Du marasme du revival post-punk émerge parfois un groupe qui parvient à provoquer chez l'amateur un peu plus qu'un haussement de sourcil faussement curieux. Les Suédois de Holograms sont de ceux-là. Un groupe tellement revival que ça aurait pu sortir au milieu des années 80 ! On pourrait éventuellement faire un rapprochement avec Iceage pour le côté punk et nordique, mais dans les faits ça ressemble beaucoup plus à du Killing Joke période 1980 (et donc également à Siekiera).
Un son de gratte bien tranchant et métallique, des rythmiques nerveuses et un chant un brin désespéré, la recette n'a rien d'original mais se révèle bien efficace. L'énergie punk qui transparait souvent ajoute un supplément d'âme à une musique qui s'éloigne pas mal de la fadeur habituelle de la scène.

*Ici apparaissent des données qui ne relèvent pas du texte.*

Issue #919, opened 2015-03-27
cant join StringSet<DnaString> to another StringSet<DnaString> using AppendValue()


fari-99:
is it appendValue thread safe? 

i'm using OpenMP parallel for sequencing. but i kinda stuck in appendValue for stored my sequence. it's always say "segmentation fault". So i tried to parting my variable for storing into 4 part (ex: spectrumLocal[thread] with thread = 4). but i can't join them using appendValue() (ex: appendValue(spectrumGlobal, spectrumLocal[id]). 

can someone give solution or alternative code? 

thanks.
best regards.

fadhlan.

note: 
i already using appendValue(spectrumGlobal, value), but its critical, so the performance slow down, if not critical then the program will crash because segmentation fault. 

i already use ConcurrentQueue for using it, it's very good, but i cant store the value, btw the value is string not a number (ex: "ACGT").

h-2:
To concatenate two sequences, please use `append()` and not `appendValue()`.

`append()` is used to append a sequence to a sequence
`append()` is used to append a value to a sequence

PS: no types are thread safe ;)

fari-99:
Hey, thanks for replying so fast.

yeah, i tried to use append() for it (like this: append(spectrumGlobal,
spectrumLocal[id_thread])). but i get an error like this.

/usr/include/seqan/sequence/sequence_interface.h|957|error:
no matching function for call to
‘append(seqan::StringSet<seqan::String<seqan::SimpleType<unsigned char,
seqan::Dna_>, seqan::Alloc<> > >&,
seqan::StringSet<seqan::String<seqan::SimpleType<unsigned char,
seqan::Dna_>, seqan::Alloc<> > >&,
seqan::DefaultOverflowImplicit<seqan::StringSet<seqan::String<seqan::SimpleType<unsigned
char, seqan::Dna_>, seqan::Alloc<> > > >::Type)’|

i dont understand with that error. can you help me?

thanks.

best regards.

2015-03-27 15:04 GMT+07:00 Hannes Hauswedell <notifications@github.com>:

h-2:
Hm, that's strange. Can you give me a more complete error log?

fari-99:
i'm sorry maybe i'm making you confusing with my explanation earlier.

so my program looks like this (not exactly like this but i made it simpler
though).

int main()
{
    StringSet<DnaString> pool;
    StringSet<DnaString> sekuens;

    //no parallel
    for(int i = 0; i < 12; i++)
    {
[...]

PR #922, opened 2015-03-31
[FIXED-#919] fix and activate StringSet tests as well as other StringSet related fixes and additions

h-2:
Apparently it was not possible to append a non-concat-direct owner stringset to another one. This is a quick fix for #919, although something with tests and a more general solution would ne nicer (the trivial more general solutions do not work, I tried).

### DIFF
--- a/include/seqan/sequence/string_set_base.h
+++ b/include/seqan/sequence/string_set_base.h
@@ -1783,12 +1783,11 @@ inline SEQAN_FUNC_ENABLE_IF(And<Is<ContainerConcept<TSequences> >,
                                 Is<ContainerConcept<typename Value<TSequences>::Type > > >, void)
 write(TTarget & target, TSequences const & seqs, TDelim const & delimiter)
 {
-    typedef typename Size<TSequences const>::Type TSize;
     typedef typename Iterator<TSequences const>::Type TSourceIt;
 
     if (SEQAN_UNLIKELY(empty(seqs)))
         return;
-    for (TSourceIt it = begin(seqs), itBack = (end(seqs) - 1); it != itBack; ++it)
+    for (TSourceIt it = begin(seqs, Standard()), itBack = (end(seqs, Standard()) - 1); it != itBack; ++it)
     {
         write(target, *it);
         write(target, delimiter);
@@ -1817,9 +1816,9 @@ append(TSequences1 & me, TSequences2 const & obj, Tag<TExpand>)
 {
     typedef typename Iterator<TSequences2 const>::Type TSourceIt;
 
-    unsigned oldLength = length(me);
+    typename Size<typename Value<TSequences1>::Type>::Type oldLength = length(me);
     resize(me, oldLength + length(obj), Tag<TExpand>());
-    for (TSourceIt it = begin(obj), itEnd = end(obj); it != itEnd; ++it)
+    for (TSourceIt it = begin(obj, Standard()), itEnd = end(obj, Standard()); it != itEnd; ++it)
         assignValue(me, oldLength++, *it);
 }
 
--- a/include/seqan/sequence/string_set_base.h
+++ b/include/seqan/sequence/string_set_base.h
@@ -1775,7 +1775,7 @@ operator!=(StringSet<TLeftString, TLeftSpec> const & left,
 }
 
 // ----------------------------------------------------------------------------
-// Function write(StringSet)
+// Function write() (works on any container of container)
 // ----------------------------------------------------------------------------
 
 template <typename TTarget, typename TSequences, typename TDelim>
@@ -1784,11 +1784,13 @@ inline SEQAN_FUNC_ENABLE_IF(And<Is<ContainerConcept<TSequences> >,
 write(TTarget & target, TSequences const & seqs, TDelim const & delimiter)
 {
     typedef typename Size<TSequences const>::Type TSize;
+    typedef typename Iterator<TSequences const>::Type TSourceIt;
+
     if (SEQAN_UNLIKELY(empty(seqs)))
         return;
-    for (TSize i = 0; i < length(seqs) - 1; ++i)
+    for (TSourceIt it = begin(seqs), itBack = --end(seqs); it != itBack; ++it)
     {
-        write(target, seqs[i]);
+        write(target, *it);
         write(target, delimiter);
     }
     write(target, back(seqs)); // no delimiter after last
@@ -1800,6 +1802,25 @@ inline SEQAN_FUNC_ENABLE_IF(And<Is<ContainerConcept<TSequences> >,
 write(TTarget & target, TSequences const & seqs)
 {
     write(target, seqs, '\n');
+}
+
+// ----------------------------------------------------------------------------
+// Function append() (works on any container of container)
+// ----------------------------------------------------------------------------
+
+template <typename TSequences1, typename TSequences2, typename TExpand >
+inline SEQAN_FUNC_ENABLE_IF(And<And<Is<ContainerConcept<TSequences1> >,
+                                    Is<ContainerConcept<typename Value<TSequences1>::Type > > >,
+                                And<Is<ContainerConcept<TSequences2> >,
+                                    Is<ContainerConcept<typename Value<TSequences2>::Type > > > >, void)
+append(TSequences1 & me, TSequences2 const & obj, Tag<TExpand>)
+{
+    typedef typename Iterator<TSequences2 const>::Type TSourceIt;
+
+    unsigned oldLength = length(me);
+    resize(me, oldLength + length(obj), Tag<TExpand>());
+    for (TSourceIt it = begin(obj), itEnd = end(obj); it != itEnd; ++it)
+        assignValue(me, oldLength++, *it);
 }
 
 }  // namespace seqan
--- a/include/seqan/sequence/string_set_base.h
+++ b/include/seqan/sequence/string_set_base.h
@@ -1788,7 +1788,7 @@ write(TTarget & target, TSequences const & seqs, TDelim const & delimiter)
 
     if (SEQAN_UNLIKELY(empty(seqs)))
         return;
-    for (TSourceIt it = begin(seqs), itBack = --end(seqs); it != itBack; ++it)
+    for (TSourceIt it = begin(seqs), itBack = (end(seqs) - 1); it != itBack; ++it)
     {
         write(target, *it);
         write(target, delimiter);
--- a/include/seqan/sequence/string_set_concat_direct.h
+++ b/include/seqan/sequence/string_set_concat_direct.h
@@ -141,22 +141,6 @@ public:
     }
 };
 
-// --------------------------------------------------------------------------
-// Functional Adder_ (used in second signature of append())
-// --------------------------------------------------------------------------
-
-struct Adder_ : public std::unary_function<unsigned, unsigned>
-{
-    unsigned plus;
-    Adder_(unsigned _plus) : plus(_plus) {}
-
-    template <typename TValue>
-    unsigned operator() (TValue const & val) const
-    {
-        return val + plus;
-    }
-};
-
 // ============================================================================
 // Metafunctions
 // ============================================================================
@@ -365,7 +349,7 @@ append(StringSet<TString, Owner<ConcatDirect<TSpec> > > & me,
 {
     typedef typename Iterator<TStrings2 const>::Type TIt;
 
-    reserve(me.concat, lengthSum(me) + length(obj), Tag<TExpand>());
+    reserve(me.concat, lengthSum(me) + lengthSum(obj), Tag<TExpand>());
     reserve(me.limits, length(me.limits) + length(obj), Tag<TExpand>());
 
     for (TIt it = begin(obj), itEnd = end(obj); it != itEnd; ++it)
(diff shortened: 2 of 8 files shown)


weese:
@h-2: 
Strangely enough you seem to be the first to implement append for StringSets. Can you please provide a more generic version that works for any TSource and not only for the Owner-Stringet as target. Compare with lines 1260... in string_base.h

h-2:
@weese Yes, I was kind of surprised, as well. 
I can add a more general solution for the Owner-StringSet, but I don't have time to write tests now or fix the other StringSet types, as this was only meant as a quick fix for an externally reported bug.

h-2:
please hold for now

h-2:
Ok, originally I only wanted to fix `append()`, then I realised that **none of the tests** for StringSets are currently executed. Then I spent two days trying to fix most of them.
The bad news: it's still mess.
The good news: close to 500 tests now build and pass on StringSets and the mess isnt worse than before.

Oh, and `append()` now works for some StringSets.

Please review and merge.

include/seqan/sequence/string_set_base.h
```diff
@@ -1784,11 +1784,13 @@ inline SEQAN_FUNC_ENABLE_IF(And<Is<ContainerConcept<TSequences> >,
 write(TTarget & target, TSequences const & seqs, TDelim const & delimiter)
 {
     typedef typename Size<TSequences const>::Type TSize;
+    typedef typename Iterator<TSequences const>::Type TSourceIt;
+
     if (SEQAN_UNLIKELY(empty(seqs)))
         return;
-    for (TSize i = 0; i < length(seqs) - 1; ++i)
+    for (TSourceIt it = begin(seqs), itBack = (end(seqs) - 1); it != itBack; ++it)
     {
```
rrahn: Nice catch! But I experienced a lot of troubles if you are not exact with the Iterator type. Maybe add the Standard() tag to begin and end so it won't mess up.

include/seqan/sequence/string_set_base.h
```diff
@@ -1802,6 +1804,25 @@ write(TTarget & target, TSequences const & seqs)
...
+template <typename TSequences1, typename TSequences2, typename TExpand >
+inline SEQAN_FUNC_ENABLE_IF(And<And<Is<ContainerConcept<TSequences1> >,
+                                    Is<ContainerConcept<typename Value<TSequences1>::Type > > >,
+                                And<Is<ContainerConcept<TSequences2> >,
+                                    Is<ContainerConcept<typename Value<TSequences2>::Type > > > >, void)
+append(TSequences1 & me, TSequences2 const & obj, Tag<TExpand>)
+{
+    typedef typename Iterator<TSequences2 const>::Type TSourceIt;
+
+    unsigned oldLength = length(me);
```
rrahn: Please use Size type for TSequences1.

include/seqan/sequence/string_set_base.h
```diff
@@ -1802,6 +1804,25 @@ write(TTarget & target, TSequences const & seqs)
...
+    resize(me, oldLength + length(obj), Tag<TExpand>());
+    for (TSourceIt it = begin(obj), itEnd = end(obj); it != itEnd; ++it)
+        assignValue(me, oldLength++, *it);
```
rrahn: Use Standard() here as well.

include/seqan/sequence/string_set_concat_direct.h
```diff
@@ -139,6 +141,22 @@ class StringSet<TString, Owner<ConcatDirect<TSpec> > >
...
+    unsigned plus;
+    Adder_(unsigned _plus) : plus(_plus) {}
+
+    template <typename TValue>
+    unsigned operator() (TValue const & val) const
+    {
+        return val + plus;
+    }
+};
+
```
rrahn: Do we still need this? I see that the corresponding code is commented. So this will not be used. If it will be used, please use a generic Size type instead of the unsigned. But if this is not needed anymore, please remove it.

include/seqan/sequence/string_set_concat_direct.h
```diff
@@ -334,6 +352,46 @@ template <typename TString, typename TSpec >
...
+//         return;
+// 
+//     unsigned const oldLimLength = length(me.limits);
+//     Adder_ op(back(me.limits));
+// 
+//     append(me.concat, obj.concat, Tag<TExpand>());
+//     append(me.limits, suffix(obj.limits, 1), Tag<TExpand>());
+// 
+//     std::transform(begin(me.limits) + oldLimLength, end(me.limits), op);
+// }
```
rrahn: Can this overload be removed?

include/seqan/sequence/string_set_concat_direct.h
```diff
@@ -334,6 +352,46 @@ template <typename TString, typename TSpec >
...
+append(StringSet<TString, Owner<ConcatDirect<TSpec> > > & me,
+       TStrings2 const & obj,
+       Tag<TExpand>)
+{
+    typedef typename Iterator<TStrings2 const>::Type TIt;
+
+    reserve(me.concat, lengthSum(me) + length(obj), Tag<TExpand>());
+    reserve(me.limits, length(me.limits) + length(obj), Tag<TExpand>());
+
+    for (TIt it = begin(obj), itEnd = end(obj); it != itEnd; ++it)
```
rrahn: Use Standard() here again.

include/seqan/sequence/string_set_concat_direct.h
```diff
@@ -334,6 +352,46 @@ template <typename TString, typename TSpec >
...
+template <typename TString, typename TSpec, typename TStrings2, typename TExpand >
+inline SEQAN_FUNC_ENABLE_IF(And<Is<ContainerConcept<TStrings2> >,
+                                Is<ContainerConcept<typename Value<TStrings2>::Type > > >, void)
+append(StringSet<TString, Owner<ConcatDirect<TSpec> > > & me,
+       TStrings2 const & obj,
+       Tag<TExpand>)
+{
+    typedef typename Iterator<TStrings2 const>::Type TIt;
+
+    reserve(me.concat, lengthSum(me) + length(obj), Tag<TExpand>());
```
rrahn: Does length(obj) does not return the number of strings contained in obj? Should it not be lengthSum(obj) to determine the total size of the concatenated string set?

include/seqan/sequence/string_set_concat_direct.h
```diff
@@ -429,7 +487,7 @@ template <typename TString, typename TSpec, typename TSize, typename TExpand >
 inline typename Size<StringSet<TString, Owner<ConcatDirect<TSpec> > > >::Type
 resize(StringSet<TString, Owner<ConcatDirect<TSpec> > > & me, TSize new_size, Tag<TExpand> tag)
 {
-    if (new_size < length(me.limits))
+    if (static_cast<typename Size<StringSet<TString, Owner<ConcatDirect<TSpec> > > >::Type>(new_size) < length(me.limits))
```
rrahn: I know this is kind of pedantic, but it should be the Size type of StringSetLimits of StringSet ...
I know it is basically the same, but who knows what will be changed in the future.
:trollface:

include/seqan/sequence/string_set_base.h
```diff
@@ -1802,6 +1804,25 @@ write(TTarget & target, TSequences const & seqs)
...
+                                    Is<ContainerConcept<typename Value<TSequences1>::Type > > >,
+                                And<Is<ContainerConcept<TSequences2> >,
+                                    Is<ContainerConcept<typename Value<TSequences2>::Type > > > >, void)
+append(TSequences1 & me, TSequences2 const & obj, Tag<TExpand>)
+{
+    typedef typename Iterator<TSequences2 const>::Type TSourceIt;
+
+    unsigned oldLength = length(me);
+    resize(me, oldLength + length(obj), Tag<TExpand>());
+    for (TSourceIt it = begin(obj), itEnd = end(obj); it != itEnd; ++it)
```
rrahn: Why not using arrayCopyForward?

include/seqan/sequence/string_set_owner.h
```diff
@@ -141,6 +141,21 @@ class StringSet<TString, Owner<Default> >
...
+inline void append(StringSet<TString, Owner<Default> > & me,
+                   StringSet<TString2, Owner<Default> > const & obj,
+                   Tag<TExpand>)
+{
+    // we rather invalidate limits here to allow to do modify appended strings:
+    me.limitsValid = false;
+    append(me.strings, obj.strings, Tag<TExpand>());
+}
+
+// --------------------------------------------------------------------------
```
rrahn: Why do we need this overload?
This is essentially the same as the generic append version for string sets.
The difference is that limits is not valid, but we also have dependent string sets, which do need to set their limits accordingly. I think it would be better to add a helper function setLimitsState which does nothing for STL containers and otherwise sets the limits to ```false```.

tests/sequence/test_stringset_v2.cpp
```diff
@@ -0,0 +1,61 @@
...
+// DAMAGES (INCLUDING, BUT NOT LIMITED TO, PROCUREMENT OF SUBSTITUTE GOODS OR
+// SERVICES; LOSS OF USE, DATA, OR PROFITS; OR BUSINESS INTERRUPTION) HOWEVER
+// CAUSED AND ON ANY THEORY OF LIABILITY, WHETHER IN CONTRACT, STRICT
+// LIABILITY, OR TORT (INCLUDING NEGLIGENCE OR OTHERWISE) ARISING IN ANY WAY
+// OUT OF THE USE OF THIS SOFTWARE, EVEN IF ADVISED OF THE POSSIBILITY OF SUCH
+// DAMAGE.
+//
+// ==========================================================================
+// Author: Jochen Singer <jochen.singer@fu-berlin.de>
+// ==========================================================================
```
rrahn: Maybe your name ;)

tests/sequence/test_stringset_v2.cpp
```diff
@@ -0,0 +1,61 @@
...
+// /*
+//  * Not tested: append(), appendValue(), capacity(), erase(), eraseBack(),
+//  * insert(), insertValue(), reserve().
+//  */
+//
+// swap() is not working
+/*
+ * Not tested: capacity(), eraseBack(), replace(), insert(), insertValue(), replace().
+ */
+
```
rrahn: Please, check if the commented code is still needed.

include/seqan/sequence/string_set_base.h
h-2: will do.

include/seqan/sequence/string_set_base.h
h-2: will do.

include/seqan/sequence/string_set_base.h
h-2: Because it might not be a sequential container at all?
[this is the most generic case, owner stringsets have specializations]

include/seqan/sequence/string_set_base.h
h-2: I wasn't aware that this is such an issue. I will add Standard() of course, but we should fix this another way, as it is very cumbersome.

include/seqan/sequence/string_set_concat_direct.h
h-2: true!

include/seqan/sequence/string_set_concat_direct.h
h-2: Ah, I forgot about this one. I will reactivate it and fix it.

include/seqan/sequence/string_set_concat_direct.h
h-2: Yes, thats right.

include/seqan/sequence/string_set_owner.h
h-2: To be honest, I am not sure this is completely the same, as this intricacies of `AppendString_` and the entire arrayCopy* is not very straight-forward... I would prefer not do any major changes there now, as we want to re-evaluate the whole container situation anyway, right?

tests/sequence/test_stringset_v2.cpp
h-2: yep

tests/sequence/test_stringset_v2.cpp
h-2: will do

include/seqan/sequence/string_set_concat_direct.h
```diff
@@ -334,6 +336,51 @@ template <typename TString, typename TSpec >
...
+
+    TSize const oldLimLength = length(me.limits);
+    TSize const oldLength = back(me.limits);
+
+    append(me.concat, obj.concat, Tag<TExpand>());
+    append(me.limits, suffix(obj.limits, 1), Tag<TExpand>());
+
+    for (TIt it = begin(me.limits, Standard()) + oldLimLength, itEnd = end(me.limits, Standard()); it != itEnd; ++it)
+        *it += oldLength;
+}
```
h-2: I tried doing this with `seqan::transform` but ran into a ridiculous amount of issues in different places which I don't have the time to fix(I couldn't fix them in 2h).

h-2:
If there are no objections until 17:00 today, I will merge it :)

On peut également entendre un peu de synthé au son bien "guerre froide", parfaitement utilisé avec parcimonie.
Malgré toutes ces louanges, vous avez du remarquer que je n'ai pas si bien noté l'album que ça. Une part de blase, bien sûr, mais surtout un album qui déçoit un peu passé son début. Les trois premiers titres, vraiment excellents, sont en effet de loin les meilleurs, tandis que le reste alterne bons morceaux et pistes correctes mais sans plus. Certains albums illustrent bien la formule "le tout est supérieur à la somme des parts", ici c'est hélas plutôt l'inverse. Un poil décevant donc, mais tellement rafraichissant qu'on le pardonne aisément.